WHAT YOU ARE ASKED TO DO:
How many lines below contain the word "then"? Give only the number.

DATA TO PROCESS:
PR #350, opened 2020-06-24
Raise neat errors and stop pyccel failing without errors

### LINKED ISSUE #157: Unreadable Errors

### LINKED ISSUE #213: If decorators are commented then pyccel fails without an error
If there are comments amongst the decorators then pyccel fails, however no error is shown and pyccel gives no indication that it has not succeeded. E.g:

```
from pyccel.decorators import pure, external, types

@pure
@external
@types('double[:,:]','double[:]','double[:]')
#@types('int[:,:]','int[:]','int[:]')
def mat_mult(A,x,b):
    for i, l in enumerate(b):
        b[i] = 0
        for j, xi in enumerate(x):
            b[i] += A[i,j] * xi
```

### LINKED ISSUE #240: pyccel silently fails on errors

### LINKED ISSUE #307: Raise an error if an allocation function is used in an expression
An allocation expression is for example:
- full
- zeros
- ones
- rand
- empty

It is important for this to be only used in an assign to avoid unexpected temporary variables which cannot be marked as stack_array

E.g:
```
a = np.rand(2,2)*0.5 + 3.0
```
should raise an error but it can be re-written as:
```
a = np.rand(2,2)
a = a*0.5 + 3.0
```
or
```
a = np.empty(2,2)
for i in range(2):
    for j in range(2):
         a[i,j] = np.rand()*0.5 + 3.0
```

### LINKED ISSUE #327: parser/syntactic.py and parser/semantic.py should use errors.raise instead of raise
This should fix issue #157 . Once this is done all unreadable errors should be due to errors in pyccel and all errors due to input code recognised and handled by pyccel should return neat errors

### LINKED ISSUE #351: Pyccel does not raise an error if an unknown/obsolete function is imported from pyccel.decorators
This comes from the handling of pyccel.decorators in the syntactic step.
These lines: https://github.com/pyccel/pyccel/blob/master/pyccel/parser/syntactic.py#L498-L499

        if is_ignored_module(source):
            return EmptyLine()
handle the case of pyccel.decorators. This is a different method to the one used for most imports, e.g. numpy, scipy.

For these imports, an Import object is created however they are not added to the namespace. They are then handled in the function builtin_import : https://github.com/pyccel/pyccel/blob/master/pyccel/ast/utilities.py#L176

If we use the second method to handle the line from pyccel.decorators import external then we can use the inspect module to raise an error (or a warning) if the target is not defined in decorators.py

EmilyBourne:
- Remove raise statements indicating incorrect input. The only raise statements should be due to incorrect code (e.g. wrong argument type passed to a function). Use the error handling system instead (fixes #327 )
- Remove all try / except anything statements. Only catch expected errors
- Never use raise SystemExit(0). Ensure exit code shows error (fixes #240)
- catch PyccelErrors in codegen/pipeline.py to handle fatal errors
- check whether there are any errors in codegen/pipeline.py to halt translation if an error is encountered
- catch NotImplementedErrors in codegen/pipeline.py and link this to an error with a neat message (fixes #157 )
- ensure all error handling is completed in codegen/pipeline.py
- Create new class NumpyNewArray to allow error to be raised when an allocation function is used in an expression (fixes #307)
- Add error tests
- Ignore comments in decorators (fixes #213)
- Fix bug in broadcast function
- Provide access to imports of the semantic parser
- Collect PyccelOperators to catch raise thrown by broadcast without code duplication
- Move errors and associated messages to new folder to allow importing from anywhere in pyccel
- Treat imports from pyccel.decorators like all other imports (fixes #351)
- Rename StopIteration -> PyccelStopIteration in stdlib/parallel/openmp.py and stdlib/parallel/openacc.py


EmilyBourne:
Remaining try/except clauses without exception type specified:
ast/core.py:L716
```
    try:
        name = 'Dummy_' + str(abs(hash(expr)
                                  + np.random.randint(500)))[-4:]
    except:
        name = 'Dymmy_' + str(abs(np.random.randint(500)))[-4:]
```

ast/core.py:L4974
```
        try:
            var = expr.lhs
            symbols = []
            if isinstance(var, DottedVariable):
                var = expr.lhs.lhs
                while isinstance(var, DottedVariable):
                    var = var.lhs
                symbols.append(var)
            elif isinstance(var, IndexedElement):
                var = var.base
                symbols.append(var)
            elif isinstance(var, Variable):
                if var.rank:
                    symbols.append(var)
            return symbols
        except:
            #TODO should we keep the try/except clause ?

            # TODO must raise an Exception here
            #      this occurs only when parsing lapack.pyh
            raise ValueError('Unable to extract assigned variable')
```
Are these try/except clauses necessary? If so what exceptions are we expecting?

EmilyBourne:
Remaining raise statements to be handled:
stdlib/parallel/openmp.py:            raise 'StopIteration'
stdlib/parallel/openacc.py:            raise 'StopIteration'
```
class Range(object):
    def __next__(self):
        if (self.i < self.stop):
            i = self.i
            self.i = self.i + 1
        else:
            raise 'StopIteration'
```

This seems like a strange construction. Should it be changed to `raise OutOfRangeError`? Or should it be handled differently? I don't know where this function is called

saidctb:
> Remaining try/except clauses without exception type specified:
> ast/core.py:L716
> 
> ```
>     try:
>         name = 'Dummy_' + str(abs(hash(expr)
>                                   + np.random.randint(500)))[-4:]
>     except:
>         name = 'Dymmy_' + str(abs(np.random.randint(500)))[-4:]
> ```
> 
> ast/core.py:L4974
> 
> ```
>         try:
>             var = expr.lhs
>             symbols = []
>             if isinstance(var, DottedVariable):
>                 var = expr.lhs.lhs
>                 while isinstance(var, DottedVariable):
>                     var = var.lhs
>                 symbols.append(var)
>             elif isinstance(var, IndexedElement):
>                 var = var.base
>                 symbols.append(var)
>             elif isinstance(var, Variable):
>                 if var.rank:
>                     symbols.append(var)
>             return symbols
>         except:
>             #TODO should we keep the try/except clause ?
> 
>             # TODO must raise an Exception here
>             #      this occurs only when parsing lapack.pyh
>             raise ValueError('Unable to extract assigned variable')
> ```
> 
> Are these try/except clauses necessary? If so what exceptions are we expecting?

they are not necessary in my opinion

EmilyBourne:
> Remaining raise statements to be handled:
> stdlib/parallel/openmp.py: raise 'StopIteration'
> stdlib/parallel/openacc.py: raise 'StopIteration'
> 
> ```
> class Range(object):
>     def __next__(self):
>         if (self.i < self.stop):
>             i = self.i
>             self.i = self.i + 1
>         else:
>             raise 'StopIteration'
> ```
> 
> This seems like a strange construction. Should it be changed to `raise OutOfRangeError`? Or should it be handled differently? I don't know where this function is called

After discussion with @saidctb . These classes seem to exist in order to implement a `ParallelRange` however this object already exists in `ast/core.py`

The hope is that the user can do something like: `from pyccel import prange`

They do not seem to be used currently

pyccel/errors/messages.py
```diff
@@ -56,6 +56,13 @@
 INDEXED_TUPLE = 'Tuples must be indexed with constant integers for the type inference to work'
 LIST_OF_TUPLES = 'Cannot create list of non-homogeneous tuples'
 
+UNDEFINED_LAMBDA_VARIABLE = 'Unknown variables in lambda function'
```
yguclu, line 59: Did you mean "variable" (singular)?

pyccel/errors/messages.py
```diff
@@ -56,6 +56,13 @@
...
+UNDEFINED_LAMBDA_FUNCTION = 'Unknown function in lambda function'
+
+UNDEFINED_INTERFACE_FUNCTION = 'Interface functions not found'
```
yguclu, line 62: Did you mean "function" (singular)?

pyccel/errors/messages.py
```diff
@@ -56,6 +56,13 @@
...
+
+UNDEFINED_WITH_ACCES = 'The __enter__ or __exit__ method for the with construct cannot be found'
```
yguclu, line 64: Typo? ACCES >> ACCESS

pyccel/errors/messages.py
```diff
@@ -69,6 +76,11 @@
 PYCCEL_RESTRICTION_IMPORT_IN_DEF = 'Only From Import is allowed inside a def statement'
 PYCCEL_RESTRICTION_IMPORT_STAR = 'import * not allowed'
 PYCCEL_RESTRICTION_OPTIONAL_NONE = 'Variables cannot be equal to None unless they are optional arguments and None is the default value'
+PYCCEL_RESTRICTION_UNSUPPORTED_SYNTAX = 'Pyccel has encountered syntax that it does not recognise'
+PYCCEL_RESTRICTION_TODO = "Pyccel has encountered syntax that has not been implemented yet. Please create an issue at https://github.com/pyccel/pyccel/issues and provide a small example of your problem. Do not forget to specify your target language"
```
yguclu, line 80: Nice!

pyccel/errors/errors.py
```diff
@@ -304,7 +304,7 @@ def __str__(self):
         return text
 
 if __name__ == '__main__':
-    from pyccel.parser.messages import NO_RETURN_VALUE_EXPECTED
+    from pyccel.errors.messages import NO_RETURN_VALUE_EXPECTED
     from pyccel.parser.messages import INCOMPATIBLE_RETURN_VALUE_TYPE
     from pyccel.parser.messages import UNDEFINED_VARIABLE
```
yguclu, line 309: Should we get all error messaged from `pyccel.errors` now?

pyccel/codegen/printing/fcode.py
```diff
@@ -2536,6 +2546,14 @@ def _print_FunctionCall(self, expr):
 
 #=======================================================================================
 
+    def _print_Application(self, expr):
+        if isinstance(expr, PyccelAllocatableObject):
+            errors.report(FORTRAN_ALLOCATABLE_IN_EXPRESSION,
+                          symbol=expr, severity='fatal')
```
yguclu, line 2552: Can you please explain when this error is raised?

pyccel/ast/numpyext.py
```diff
@@ -90,12 +90,15 @@
     'pi': Constant('real', 'pi', value=numpy.pi),
 }
 
+class PyccelAllocatableObject(PyccelAstNode):
+    pass
```
yguclu, line 94: What does this class represent? Could you add a docstring to it?

By the way, it is a little strange to use a name containing "Object" for a class...

pyccel/ast/datatypes.py
```diff
@@ -275,12 +267,9 @@ def get_default_value(dtype):
 # TODO improve and remove try/except
```
yguclu, line 267: Can you remove this comment now?

pyccel/ast/core.py
```diff
@@ -182,7 +184,7 @@ def broadcast(shape_1, shape_2):
     b = len(shape_2)
     if a>b:
         new_shape_2 = (1,)*(a-b) + tuple(shape_2)
-        new_shape_1 = shape_2
+        new_shape_1 = shape_1
```
yguclu, line 187: Was this a bug? How did you catch it? Do we have a test for this now?

pyccel/ast/core.py
```diff
@@ -196,12 +198,12 @@ def broadcast(shape_1, shape_2):
             new_shape.append(e1)
         elif e1 == 1:
             new_shape.append(e2)
-        elif e2 == 2:
+        elif e2 == 1:
```
yguclu, line 201: Same comment as above

pyccel/ast/core.py
saidctb: yes it's a bug , the broadcasting is never tested 
because we don't allow for the moment  something like  `y = x + 1` where `x` is an ndarray
maybe we can think of a case where we need to check the shape

pyccel/errors/errors.py
EmilyBourne: Good spot. Not sure how I managed to only correct 1 of 3 imports

pyccel/ast/datatypes.py
EmilyBourne: The `TODO remove try/except` can be removed. I don't know about the  `improve` part. The comment was written by @ratnania  in 2018 and the function doesn't seem to have changed since

pyccel/codegen/printing/fcode.py
EmilyBourne: This is related to issue #307. It is raised when trying to translate code such as:
```
a = np.ones(4)*5
```

pyccel/ast/numpyext.py
EmilyBourne: This is related to issue #307. The class represents objects which are allocatable. These objects then inherit from this. This includes `Full`, `Linspace`, `Diag`, `Where`, etc
I'm not sure what exactly to put in a docstring given that my explanation of `AllocatableObject` is that it is an object that is allocatable ^^'.

I can change the name if you prefer. Should it just be called `PyccelAllocatable` ?

pyccel/errors/messages.py
EmilyBourne: It can be one or more

pyccel/errors/messages.py
EmilyBourne: It can be one or more

pyccel/ast/core.py
EmilyBourne: I think we discussed the broadcast function in a different merge. My understanding was that there would be a pull request at some point to make it cover more cases and to test it properly. But I don't see an issue for this so maybe I misremembered.
I caught this bug with a very small test I wrote while checking that a different error was raised correctly. Fixing this bug made the one below apparent thanks to our current tests

pyccel/ast/numpyext.py
yguclu: I see. Maybe more explicitly, I would say in the docstring that this class represents Python constructs corresponding to a memory allocation on the heap (unless the `@stack_array` decorator is used), and which we only accept as the right-hand side of an assignment.

Since this is only relevant to arrays at the moment, maybe this class should be called `PyccelArray` and be moved to a different module. And maybe we need to distinguish between a `PyccelStackArray` and a `PyccelHeapArray`, and return the correct one in the `__new__` constructor.

Sorry for all the "maybe"! @saidctb What do you think?

pyccel/ast/datatypes.py
yguclu: OK let's keep the "improve" then :smile:

pyccel/ast/core.py
yguclu: Do we have a unit test that would fail if we change this code back to what it was?
I think that's important.

pyccel/ast/numpyext.py
yguclu: Actually, for this PR it should be enough to change the name of this class to `NumpyNewArray` and leave it where it is. We can discuss later about further generalizations.

pyccel/ast/core.py
EmilyBourne: I have just added one

EmilyBourne:
```
# TODO raise StopIteration() instead of 'StopIteration'

#$ header class StopIteration(public, hide)
#$ header method __init__(StopIteration)
#$ header method __del__(StopIteration)
class StopIteration(object):

    def __init__(self):
        pass

    def __del__(self):
        pass
```

Codacy's error concerns this class which seems to override the standard `StopIteration`
Is this class useful?

EmilyBourne:
No errors have been raised by the `create_variable` function

yguclu:
I don't know why we should have a class that overrides the standard `StopIteration`. I assume that was not used so far?! If we want to keep it for later reference, I suggest we change its name to `PyccelStopIteration` and add a comment.

By the way, Codacy has found that the same function `make_symbol` is defined twice in file `pyccel/errors/errors.py`, at [lines 33-34](https://github.com/pyccel/pyccel/blob/e0fab7d389808a09edc07fe4e6daf7aadf6db329/pyccel/errors/errors.py#L33) and [lines 43-44](https://github.com/pyccel/pyccel/blob/e0fab7d389808a09edc07fe4e6daf7aadf6db329/pyccel/errors/errors.py#L43). In particular the latter definition overrides the one at [lines 23-24](https://github.com/pyccel/pyccel/blob/e0fab7d389808a09edc07fe4e6daf7aadf6db329/pyccel/errors/errors.py#L23) for colored output.

EmilyBourne:
I have renamed the class. It wasn't used so far. The only mention of it was in the comment above the class.

I have fixed the redefinition of `make_symbol`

REPLY:
6